PR #32081, opened 2022-09-04
fix: allow statical component to be assigned with a company

ahmadRagheb:
fix for https://github.com/frappe/hrms/issues/134 
make sure we can assign statical components to the company. so we can use it in the system ( salary structure )


ahmadRagheb:
idk why ?? it's a bug please review it

ahmadRagheb:
@ruchamahabal

PR #1190, opened 2023-08-22
Logged first block of fail

esuwu:


esuwu:
I was using t.Log in this PR, but if there's something else I should use, let me know!

pkg/proto/types.go
```diff
@@ -4033,6 +4033,22 @@ type fieldsHashesJS struct {
 	LeaseBalanceHash  DigestWrapped `json:"leaseBalanceHash"`
 }
 
+func (fh FieldsHashes) EqualWith(other FieldsHashes) bool {
```
alexeykiselev, line 4036: Looks complicated. Why not just compare all fields one by one? And I think you can compare `Digest`s without using `bytes.Equal` because they are fixed arrays.

alexeykiselev (changes requested):

pkg/proto/types.go
```diff
@@ -4033,6 +4033,37 @@ type fieldsHashesJS struct {
 	LeaseBalanceHash  DigestWrapped `json:"leaseBalanceHash"`
 }
 
+func (s FieldsHashes) EqualWith(other FieldsHashes) bool {
```
alexeykiselev, line 4036: It can be even simpler, like:
```go
return s.DateEntryHash == other.DataEntryHash && s.AccountScriptHash == other.AccountScriptHash && ...
```
And name of the function better change to `Equal`.

alexeykiselev: Usually argument `other` named as `o`.

alexeykiselev (changes requested):

pkg/proto/types.go
esuwu: I would leave `other` as it is if that's okay. I don't like one-letter variables, they always make code hard to read.

nickeskov: @esuwu First issue is still relevant.

alexeykiselev (approved):

nickeskov (approved):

- [Exercise]: Count how many lines above contain the word "esuwu". Reply with the number alone.

- [Written response]: 4